Anya Pearson, who plays Angela's longtime friend Rashida, says she's one such character in Angela's life. Pearson's Rashida is convinced that Angela should be dealing with the cancer her way or no way.

"But really, she doesn't know what she's talking about," Pearson says of Rashida. "So she's one of those friends. She's really fun to play."

Drammy Award-winner Kenneth Dembo, who plays Angela's husband Shaka, says the couple's love story is complicated by their new reality.

"It's easy for him to come off as extremely angry, but I don't think he's angry at all," Dembo said. "He's hurt, he's confused, he doesn't know how to show those emotions without going to those old stereotypes of being weak. So he's really trying to be strong, and it's coming across, for lack of a better word, as an asshole."

As Shaka feels left behind in his relationship with his wife, he picks up the slack at home, taking care of the kids and house work.

"He really loves his wife and it really terrifies him that she's not going to be there," he said. "He's really ticked off about that. He wants to take away this pain but he doesn't know how. He can't."

While the play has been described as a breast cancer pamphlet for Black women, Taylor says she's also tried to make it appeal to the universal impact breast cancer has on everyone who knows someone with the diagnosis. She also doesn't want it to be unfairly pigeonholed.

"The subject matter is what it is," she said. "It's also a beautiful love story. It's a story of friendship, of discovery, of exploration and honestly it has something to say to everybody."

Many of the actors in the play – including Pearson – play more than one role, with shifting ethnicities and relationships with Angela. Isha Tell told The Skanner News it's been a great challenge to take on such a range of roles.

"At first I didn't' think I'd be able to do it," Tell said. "Especially when you switch up the characters, you want one character to be so different from the other. And incorporating different accents and things like that. It was a big challenge."

Taylor said some of the biggest challenges for a director are to find and assemble the right cast.

"It's a hugely collaborative effort," she said. "It's a very moving piece, it's a very powerful piece and it's a very honest piece. …  And one of the things I wanted to do is allow the characters to be created so there is a real true humanity and reality."

For Schmidt's Angela, there was a real life person to deal with. Although the playwright was an actor who had been featured on several television shows, Schmidt said she didn't watch any archival footage.

"I found a lot of information of stories that happened to her that seem to be verbatim to things in the play," she said.

Many of the cast members say their own experiences with cancer have impacted their devotion to the production. For Schmidt, a real-life crisis may affect her performance in unknown ways.

This Thursday, her mother died unexpectedly.

"Ironically, 14 years ago when my father died, I was at the same exact point in a show," she said. "It was a completely different show, it was a farcical comedy. I know that it saved my sanity to go and do the show and immerse myself."

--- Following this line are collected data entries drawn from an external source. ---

PR #2415, opened 2020-05-19
fix for missing fmt package

knarfeh:
Signed-off-by: Jun He <hejun1874@gmail.com>

### DIFF
--- a/libcontainer/cgroups/fs/cpuset.go
+++ b/libcontainer/cgroups/fs/cpuset.go
@@ -5,6 +5,7 @@ package fs
 import (
 	"bytes"
 	"errors"
+	"fmt"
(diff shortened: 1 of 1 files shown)


libcontainer/cgroups/fs/cpuset.go
```diff
@@ -5,6 +5,7 @@ package fs
 import (
 	"bytes"
 	"errors"
+	"fmt"
```
lifubang, line 8: I think you should remove "fmt" here.
And change `fmt.Errorf` to `errors.Errorf`.

AkihiroSuda:
carried as this one is blocking other PRs: https://github.com/opencontainers/runc/pull/2418

PR #2416, opened 2020-05-19
cgroup2: exec: join the cgroup of the init process on EBUSY

### LINKED ISSUE #2356: cgroup2: how can we support nested containers with domain controllers?
https://www.kernel.org/doc/html/latest/admin-guide/cgroup-v2.html#no-internal-process-constraint

> #### No Internal Process Constraint
> Non-root cgroups can distribute domain resources to their children only when they don’t have any processes of their own. In other words, only domain cgroups which don’t contain any processes can have domain controllers enabled in their “cgroup.subtree_control” files.

http://man7.org/linux/man-pages/man7/cgroups.7.html

> As at Linux 4.19, the following controllers are threaded: _cpu_, _perf_event_, and _pids_.

The constraint seems blocker toward supporting nested containers like dind and kind.

```console
$ sudo podman run -it --rm --runtime=runc --privileged --cgroupns=private alpine
/ # cd /sys/fs/cgroup/
/sys/fs/cgroup # cat cgroup.controllers 
cpu io memory pids
/sys/fs/cgroup # echo +cpu > cgroup.subtree_control 
/sys/fs/cgroup # echo +io > cgroup.subtree_control 
sh: write error: Not supported
/sys/fs/cgroup # echo +memory > cgroup.subtree_control 
sh: write error: Not supported
/sys/fs/cgroup # echo +pids > cgroup.subtree_control 
```

The situation is same on crun as well.

@giuseppe @kolyshkin @vbatts  Thoughts?
A workaround is to specify an entrypoint script that moves the processes in the namespaced-root cgroup to another cgroup.

AkihiroSuda:
Fix #2356.

~~Contains https://github.com/opencontainers/runc/pull/2418~~

- - -

Note: this behavior is different from crun v0.13.
crun joins "crun-exec` group rather than the init group: https://github.com/containers/crun/commit/af1080b175cac63fe1c42397bfe3cca982a93896
The next version of crun will switch to the init cgroup: https://github.com/containers/crun/pull/365

### DIFF
--- a/libcontainer/process_linux.go
+++ b/libcontainer/process_linux.go
@@ -5,6 +5,7 @@ package libcontainer
 import (
 	"encoding/json"
 	"errors"
+	"fmt"
 	"io"
 	"os"
 	"os/exec"
@@ -12,12 +13,14 @@ import (
 	"strconv"
 
 	"github.com/opencontainers/runc/libcontainer/cgroups"
+	"github.com/opencontainers/runc/libcontainer/cgroups/fs2"
 	"github.com/opencontainers/runc/libcontainer/configs"
 	"github.com/opencontainers/runc/libcontainer/intelrdt"
 	"github.com/opencontainers/runc/libcontainer/logs"
 	"github.com/opencontainers/runc/libcontainer/system"
 	"github.com/opencontainers/runc/libcontainer/utils"
 
+	"github.com/sirupsen/logrus"
 	"golang.org/x/sys/unix"
 )
 
@@ -66,6 +69,7 @@ type setnsProcess struct {
 	fds             []string
 	process         *Process
 	bootstrapData   io.Reader
+	initProcessPid  int
 }
 
 func (p *setnsProcess) startTime() (uint64, error) {
@@ -100,7 +104,25 @@ func (p *setnsProcess) start() (err error) {
 	}
 	if len(p.cgroupPaths) > 0 {
 		if err := cgroups.EnterPid(p.cgroupPaths, p.pid()); err != nil && !p.rootlessCgroups {
-			return newSystemErrorWithCausef(err, "adding pid %d to cgroups", p.pid())
+			// On cgroup v2 + nesting + domain controllers, EnterPid may fail with EBUSY.
+			// https://github.com/opencontainers/runc/issues/2356#issuecomment-621277643
+			// Try to join the cgroup of InitProcessPid.
+			if cgroups.IsCgroup2UnifiedMode() {
+				initProcCgroupFile := fmt.Sprintf("/proc/%d/cgroup", p.initProcessPid)
+				initCg, initCgErr := cgroups.ParseCgroupFile(initProcCgroupFile)
+				if initCgErr == nil {
+					if initCgPath, ok := initCg[""]; ok {
+						initCgDirpath := filepath.Join(fs2.UnifiedMountpoint, initCgPath)
+						logrus.Debugf("adding pid %d to cgroups %v failed (%v), attempting to join %q (obtained from %s)",
+							p.pid(), p.cgroupPaths, err, initCg, initCgDirpath)
+						// NOTE: initCgDirPath is not guaranteed to exist because we didn't pause the container.
+						err = cgroups.WriteCgroupProc(initCgDirpath, p.pid())
+					}
+				}
+			}
+			if err != nil {
+				return newSystemErrorWithCausef(err, "adding pid %d to cgroups", p.pid())
+			}
 		}
 	}
 	if p.intelRdtPath != "" {
--- a/tests/integration/cgroups.bats
+++ b/tests/integration/cgroups.bats
@@ -136,3 +136,49 @@ EOF
     [ "$status" -eq 0 ]
     [[ ${lines[0]} == *"cgroups_exec"* ]]
 }
+
+@test "runc exec (cgroup v2 + init process in non-root cgroup) succeeds" {
+    requires root cgroups_v2
+
+    set_cgroups_path "$BUSYBOX_BUNDLE"
+    set_cgroup_mount_writable "$BUSYBOX_BUNDLE"
+
+    runc run -d --console-socket $CONSOLE_SOCKET test_cgroups_group
+    [ "$status" -eq 0 ]
+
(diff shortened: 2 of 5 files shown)


AkihiroSuda:
CI is broken due to https://github.com/opencontainers/runc/pull/2415

AkihiroSuda:
@kolyshkin @cyphar @giuseppe PTAL

libcontainer/process_linux.go
```diff
@@ -100,7 +104,25 @@ func (p *setnsProcess) start() (err error) {
 	}
 	if len(p.cgroupPaths) > 0 {
 		if err := cgroups.EnterPid(p.cgroupPaths, p.pid()); err != nil && !p.rootlessCgroups {
-			return newSystemErrorWithCausef(err, "adding pid %d to cgroups", p.pid())
+			// On cgroup v2 + nesting + domain controllers, EnterPid may fail with EBUSY.
+			// https://github.com/opencontainers/runc/issues/2356#issuecomment-621277643
+			// Try to join the cgroup of InitProcessPid.
+			if cgroups.IsCgroup2UnifiedMode() {
```
giuseppe, line 110: should it not be done only with `err == EBUSY`?

AkihiroSuda: I guess it is worth trying to join pid1 even on other errors

AkihiroSuda:
@kolyshkin @mrunalp PTAL

tests/integration/cgroups.bats
```diff
@@ -125,3 +125,55 @@ EOF
     [ "$status" -eq 0 ]
     [[ ${lines[0]} == *"cgroups_exec"* ]]
 }
+
+@test "runc exec (cgroup v2 + init process in non-root cgroup) succeeds" {
+    requires root cgroups_v2
+
+    set_cgroups_path "$BUSYBOX_BUNDLE"
+# set_memory_limit is currently required to make sure "memory" appear in /sys/fs/cgroup/cgroup.controllers .
+# set_memory_limit will no longer be needed after merging "Partially revert "CreateCgroupPath: only enable needed controllers" (#2395)
```
mrunalp, line 134: #2395 has been merged.

libcontainer/process_linux.go
```diff
@@ -100,7 +104,25 @@ func (p *setnsProcess) start() (err error) {
...
+				initProcCgroupFile := fmt.Sprintf("/proc/%d/cgroup", p.initProcessPid)
+				initCg, initCgErr := cgroups.ParseCgroupFile(initProcCgroupFile)
+				if initCgErr == nil {
+					if initCgPath, ok := initCg[""]; ok {
+						initCgDirpath := filepath.Join(fs2.UnifiedMountpoint, initCgPath)
+						logrus.Warnf("adding pid %d to cgroups %v failed (%v), attempting to join %q (obtained from %s)",
```
mrunalp, line 116: I think we should drop this warning.

mrunalp:
Added one comment about removing the warning otherwise looks ready to merge. Thanks!

libcontainer/process_linux.go
AkihiroSuda: should be `Debugf` maybe?

mrunalp: yeah, debug is probably more acceptable here if we want to log anything at all.

AkihiroSuda: changed to Debugf

tests/integration/cgroups.bats
AkihiroSuda: updated

AkihiroSuda:
updated

mrunalp:
Thanks, will tag once tests pass again.

mrunalp:
LGTM

mrunalp:
@kolyshkin @cyphar ptal

tests/integration/helpers.bash
```diff
@@ -197,6 +197,15 @@ function set_resources_limit() {
   sed -i 's/\("linux": {\)/\1\n   "resources": { "pids": { "limit": 100 } },/'  "$bundle/config.json"
 }
 
+# Helper function to make /sys/fs/cgroup writable
+function set_cgroup_mount_writable(){
```
kolyshkin, line 201: nit: space before `{`.

I think there is another potential user of this function in commit 82fa19417986da834b7d6bdd7d3539c37a5735a4, maybe you can also make it use it while at it?

AkihiroSuda: done

tests/integration/delete.bats
```diff
@@ -55,13 +55,8 @@ function teardown() {
...
   set_cgroups_path "$BUSYBOX_BUNDLE"
-
-  # grant `rw` priviledge to `/sys/fs/cgroup`
-  cat "${BUSYBOX_BUNDLE}/config.json"\
-   | jq '.mounts |= map((select(.type=="cgroup") | .options -= ["ro"]) // .)'\
-   > "${BUSYBOX_BUNDLE}/config.json.tmp"
-  mv "${BUSYBOX_BUNDLE}/config.json"{.tmp,}
-
+  set_cgroup_mount_writable "$BUSYBOX_BUNDLE"
+
```
kolyshkin, line 59: nit: space at EOL

AkihiroSuda: fixed

AkihiroSuda:
fixed

libcontainer/process_linux.go
kolyshkin: @AkihiroSuda this decision (try to join pid1 on every error) can be problematic.

I've seen case (in https://github.com/opencontainers/runc/pull/4812#issuecomment-3076519132) in which the container init is moved to an entirely different cgroup (I'm not sure by whom, but suspect it's some GHA CI infra software). Once this happens, the container's limits, as configured in OCI spec, are no longer applied. Next, we call `runc exec` and it succeeds (thanks to the patch in this PR), but I'd rather have it failed, because something very bad has happened.

cyphar: I also somewhat question this idea in the first place -- administrative cgroup moves are generally not blocked by the cgroup infrastructure (this is an explicit design goal). I think you would only get this case with frozen cgroups, in which case an error is kind of reasonable IMHO?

She says she's still not sure how her mother's death will affect her performance -- she just knows that it will.

"When we did the rehearsal the other day, I know, things took on new meanings," she said. "I'm still really glad to be here. Time will tell. It's going to affect it somehow."

In addition to the actors mentioned in the story, PassinArt's production of "Tough Titty" also features Shelley Johnson, Harold Phillips, and Laura Li. Tickets are available at the door and at Reflections Coffee House and Talking Drum Books, 446 NE Killingsworth Ave. and online at www.passinart.net.